You need single point AF for fast moving objects and it could be that your lens is slow to react to focus.  If you are on true manual then it is up to you and the shutter speed you choose.


----------



## ABJayce (Apr 8, 2013)

If it's sunny outside I would drop the ISO but thats just me...Bump up shutter speed. I was out yesterday, very sunny, shooting in aperture priority at like f4 and my shutter speed was 1/4000 taking crisp photos. I have the D5100, EXIF data would really help


----------



## KmH (Apr 8, 2013)

For shooting action sports (horses, people, cars) I recommend using AF-*C*, or *c*ontinuous focus mode, but with a _single focus point_ _area mode_ since the D5100's Multi-CAM 1000 auto focus module doesn't do _3-D tacking area mode _very well.

You don't mention if you are making any 'panning' shots.

Outside, sunny or cloudy, ISO 600 to 800 is not helping. You likely need your shutter speed faster than 1/1000 for running horses. Lowering the ISO will allow a faster shutter speed.
Movement in relation to the plane of the image sensor also impacts what shutter speed you need to use.
Movement parallel to the plane of the image sensor (side to side) requires a faster shutter speed than movement that is perpendicular to the plane of the image sensor (towards and away). movement diagonal to the plane of the image sensor falls in between the 2 extremes.

A lot of action sports shooters use the aperture priority (A) shooting mode and a fairly large lens aperture to make sure backgrounds are blurry, instead of manual (M) mode or even shutter priority (S).

Note that AF-C is a *shutter priority* focus mode and the shutter will release if focus has not been achieved.

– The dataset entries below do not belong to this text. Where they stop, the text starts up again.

PR #164, opened 2024-10-08
Use list comprehension for shift the theta coordinate from 0 to 2pi

Edgar-21:
I experienced an error with nwl_utils.py as currently written, since theta_coords is a list. This approach, or changing theta_coords to a numpy array will alleviate that error.

Fixed a missing comma in invessel_build.py

### DIFF
--- a/parastell/nwl_utils.py
+++ b/parastell/nwl_utils.py
@@ -187,7 +187,9 @@ def flux_coords(plas_eq, wall_s, coords, num_threads):
             for theta_coord in theta_coord_chunk
         ]
     # Ensures theta_coords are all positive (add 360 degrees where needed)
-    theta_coords = (theta_coords + 2 * np.pi) % 2 * np.pi
+    theta_coords = [
+        (theta_coord + 2 * np.pi) % 2 * np.pi for theta_coord in theta_coords
+    ]
 
     return phi_coords.tolist(), theta_coords
 
--- a/parastell/nwl_utils.py
+++ b/parastell/nwl_utils.py
@@ -145,7 +145,7 @@ def find_coords(data):
             bounds=[(-np.pi, np.pi)],
             args=(vmec, wall_s, coords[0], coords[1]),
         )
-        thetas.append(theta.x[0])
+        thetas.append((theta.x[0] + 2 * np.pi) % (2 * np.pi))
     return thetas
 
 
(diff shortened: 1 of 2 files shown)


parastell/nwl_utils.py
```diff
@@ -187,7 +187,9 @@ def flux_coords(plas_eq, wall_s, coords, num_threads):
             for theta_coord in theta_coord_chunk
         ]
     # Ensures theta_coords are all positive (add 360 degrees where needed)
-    theta_coords = (theta_coords + 2 * np.pi) % 2 * np.pi
+    theta_coords = [
+        (theta_coord + 2 * np.pi) % 2 * np.pi for theta_coord in theta_coords
+    ]
```
connoramoreno, line 192: Might be better to change `theta_coords` to a NumPy array

connoramoreno (commented):
Might be better practice to use a NumPy array instead of relying on list comprehension, as you mentioned.

parastell/nwl_utils.py
Edgar-21: Moving to arrays rather than lists would be somewhat large rework, as we make use of append to deal with the variable length iterables that come from the multithreading approach, I'd prefer to keep this PR as a minimal change to get things into a working state.

Regardless, I realized we can just put this coordinate shift in the function where we calculate theta, which I think is a bit more elegant.

parastell/nwl_utils.py
```diff
@@ -145,7 +145,7 @@ def find_coords(data):
             bounds=[(-np.pi, np.pi)],
             args=(vmec, wall_s, coords[0], coords[1]),
         )
-        thetas.append(theta.x[0])
+        thetas.append((theta.x[0] + 2 * np.pi) % (2 * np.pi))
```
connoramoreno, line 148: For our future benefit, it's best to add a comment here explaining (briefly) this conversion

parastell/nwl_utils.py
Edgar-21: The whole nwl_utils could possibly be reworked similar to what Connor has done for radial_distance_utils, but I think that would be better for a different PR.

connoramoreno (changes requested):
I'm happy with this change if @gonuke approves. See my comment about documentation.

connoramoreno (approved):
LGTM! I'll wait to see what Paul has to think before merging. Thanks @Edgar-21

gonuke (approved):

PR #165, opened 2024-10-09
Modify and update magnet meshing workflow

connoramoreno:
Makes the following changes in an effort to improve the magnet meshing workflow, as well as fix some oversights in a previous PR:

- Changes magnet meshing algorithm in Cubit to one that gives greater control over mesh parameters, adding additional meshing arguments
- Puts checks in magnet meshing workflow to determine whether magnets have already been imported into Cubit, and if not, to properly set volume IDs
- Modifies magnet meshing call in Stellarator class to incorporate additional meshing arguments
- Moves magnet and IVB STEP imports in Cubit to corresponding objects
- Updates magnet STEP import in Cubit to properly set volume IDs, reflecting recent changes in STEP import order
- Updates tests to check that volume IDs are properly set

### DIFF
--- a/parastell/cubit_io.py
+++ b/parastell/cubit_io.py
@@ -97,6 +97,10 @@ def export_mesh_cubit(filename, export_dir=""):
     subprocess.run(f"mbconvert {exo_path} {h5m_path}", shell=True)
     Path.unlink(exo_path)
 
+    # Delete any meshes present to prevent inclusion in future Cubit mesh
+    # exports
+    cubit.cmd(f"delete mesh volume all propagate")
+
 
 def export_dagmc_cubit_legacy(
     faceting_tolerance=None,
@@ -177,3 +181,7 @@ def export_dagmc_cubit_native(
 
     export_path = Path(export_dir) / Path(filename).with_suffix(".h5m")
     cubit.cmd(f'export cf_dagmc "{export_path}" overwrite')
+
+    # Delete any meshes present to prevent inclusion in future Cubit mesh
+    # exports
+    cubit.cmd(f"delete mesh volume all propagate")
--- a/parastell/cubit_io.py
+++ b/parastell/cubit_io.py
@@ -79,7 +79,7 @@ def export_cub5(filename, export_dir=""):
     cubit.cmd(f'save cub5 "{export_path}" overwrite')
 
 
-def export_mesh_cubit(filename, export_dir=""):
+def export_mesh_cubit(filename, export_dir="", delete_upon_export=True):
     """Exports Cubit mesh to H5M file format, first exporting to Exodus format
     via Coreform Cubit and converting to H5M via MOAB.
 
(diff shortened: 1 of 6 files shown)


parastell/magnet_coils.py
```diff
@@ -291,6 +313,10 @@ def export_mesh(self, mesh_filename="magnet_mesh", export_dir=""):
             filename=mesh_filename, export_dir=export_dir
         )
 
+        # Delete magnet mesh to prevent inclusion in future Cubit mesh exports
+        volume_ids_str = " ".join(str(id) for id in self.volume_ids)
+        cubit.cmd(f"delete mesh volume {volume_ids_str} propagate")
```
connoramoreno, line 318: While not useful now, it will be when we incorporate in-vessel component meshing (coming up soon)

parastell/cubit_io.py
```diff
@@ -97,6 +97,10 @@ def export_mesh_cubit(filename, export_dir=""):
     subprocess.run(f"mbconvert {exo_path} {h5m_path}", shell=True)
     Path.unlink(exo_path)
 
+    # Delete any meshes present to prevent inclusion in future Cubit mesh
+    # exports
+    cubit.cmd(f"delete mesh volume all propagate")
```
gonuke, line 102: Do we always want to do this? Or should it be an option for the function?

parastell/cubit_io.py
```diff
@@ -177,3 +181,7 @@ def export_dagmc_cubit_native(
 
     export_path = Path(export_dir) / Path(filename).with_suffix(".h5m")
     cubit.cmd(f'export cf_dagmc "{export_path}" overwrite')
+
+    # Delete any meshes present to prevent inclusion in future Cubit mesh
+    # exports
+    cubit.cmd(f"delete mesh volume all propagate")
```
gonuke, line 187: As above, do we always want to do this?

parastell/magnet_coils.py
```diff
@@ -238,6 +238,19 @@ def build_magnet_coils(self):
 
         self._cut_magnets()
 
+    def import_step_cubit(self):
+        """Import STEP file for magnet set into Coreform Cubit."""
+        if cubit_io.initialized:
+            first_vol_id = cubit.get_last_id("volume") + 1
+        else:
+            first_vol_id = 1
```
gonuke, line 246:
```suggestion
        first_vol_id = 1
        if cubit_io.initialized:
            first_vol_id += cubit.get_last_id("volume")
```

parastell/magnet_coils.py
```diff
@@ -238,6 +238,19 @@ def build_magnet_coils(self):
...
+
+        last_vol_id = cubit_io.import_step_cubit(
+            self.step_filename, self.export_dir
+        )
+
+        self.volume_ids = range(first_vol_id, last_vol_id + 1)
```
gonuke, line 252: Should this be a list?
```suggestion
        self.volume_ids = [range(first_vol_id, last_vol_id + 1)]
```

gonuke (changes requested):
a few little comments

parastell/cubit_io.py
connoramoreno: Supporting an option is probably a better idea

gonuke (approved):
Thanks @connoramoreno - LGTM

PR #167, opened 2024-10-10
Fix MOAB canonical ordering during element splitting

### LINKED ISSUE #166: Negative volumes in source meshes
Source mesh elements have been observed to sometimes have negative volume, particularly near the magnetic axis where wedge splitting occurs. Investigation into the source_mesh.py code has revealed that the implementation of MOAB canonical ordering is incorrect for wedges.

connoramoreno:
Corrects implementation of MOAB canonical ordering. Changes are as follows:

- Changes MOAB canonical ordering for both wedges and hexahedra to coincide with element splitting shown in ParaStell publication (Moreno, Bader, Wilson, 2024)
- Adds documentation explaining MOAB canonical ordering for posterity

Closes #166

### DIFF
--- a/tests/test_source_mesh.py
+++ b/tests/test_source_mesh.py
@@ -22,7 +22,9 @@ def source_mesh():
 
     vmec_obj = read_vmec.VMECData(vmec_file)
 
-    mesh_size = (4, 8, 4)
+    # Set mesh size to minimum that maintains element aspect ratios that do not
+    # result in negative volumes
+    mesh_size = (3, 31, 31)
     toroidal_extent = 90.0
 
     source_mesh_obj = sm.SourceMesh(vmec_obj, mesh_size, toroidal_extent)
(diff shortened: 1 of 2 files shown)


connoramoreno:
I'm not sure how we'd test canonical ordering of tetrahedra directly but one test that we should probably add is to ensure no elements with negative volume are present

tests/test_source_mesh.py
```diff
@@ -68,6 +70,31 @@ def test_vertices(source_mesh):
...
+    ) + tets_per_hex * (num_s - 2) * (num_theta - 1) * (num_phi - 1)
+    num_neg_vols_exp = 0
+
+    remove_files()
+
+    source_mesh.create_vertices()
+    source_mesh.create_mesh()
+
+    assert len(source_mesh.volumes) == num_elements_exp
+    assert len([i for i in source_mesh.volumes if i < 0]) == num_neg_vols_exp
```
gonuke, line 93: Nice - does this fail with the old/wrong canonical ordering?

gonuke (commented):
A quick question before we move forward....

tests/test_source_mesh.py
connoramoreno: With the old canonical ordering, this doesn't fail on the test equilibrium, but it does fail with WISTELL-D. On WISTELL-D using these parameters, the number of elements is as expected but 108 elements (1.47%) have negative volume.

gonuke (approved):
Thanks @connoramoreno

Action sports shoots know some % of their photos will be OOF. Part of the action sports shooters skill set is making that % as low as possible by anticipating the height of the action and tripping the shutter when the action is moving less.
AF-*S* focus mode, or *s*ingle focus, is a *focus priority* focus mode and the shutter will not release until focus has been achieved.


----------



## TheLost (Apr 8, 2013)

KmH said:


> A lot of action sports shooters use the aperture priority (A) shooting mode and a fairly large lens aperture to make sure backgrounds are blurry, instead of manual (M) mode or even shutter priority (S).



+1 to this... Don't shoot (M)anual until you learn the basics.


----------



## BrandonLaw (Apr 9, 2013)

I got my Nikon D5100 a few months ago I am still new to photography so I'm sure there is much I don't know. I practically live in aperture priority mode, I have found that the camera is very good at deciding the shutter speed. For moving objects keep the auto focus on continuous mode I have also found that the auto focus works MUCH better when you are not shooting in live view mode. I recently photographed my local St. Patricks day parade and got very good results using AF-C mode and aperture priority on my D5100.


----------



## lesliemorris85 (Apr 10, 2013)

+1 on shooting at Aperture Priority mode. This is the best one for action shots like sports or street photography where subjects are often moving so shooting in manual mode would be such a pain. With the A mode, you&#8217;ll still have control over depth of field while the camera does the rest. As for your ISO, lower it down for shooting action in daylight. Around 200 ISO is fine.


----------



## Mach0 (Sep 4, 2013)

Make your own thread so it gets seen. What lens are you using ?


----------



## KmH (Sep 4, 2013)

The post referred to above in post #9 was cross-posted and has been deleted.


----------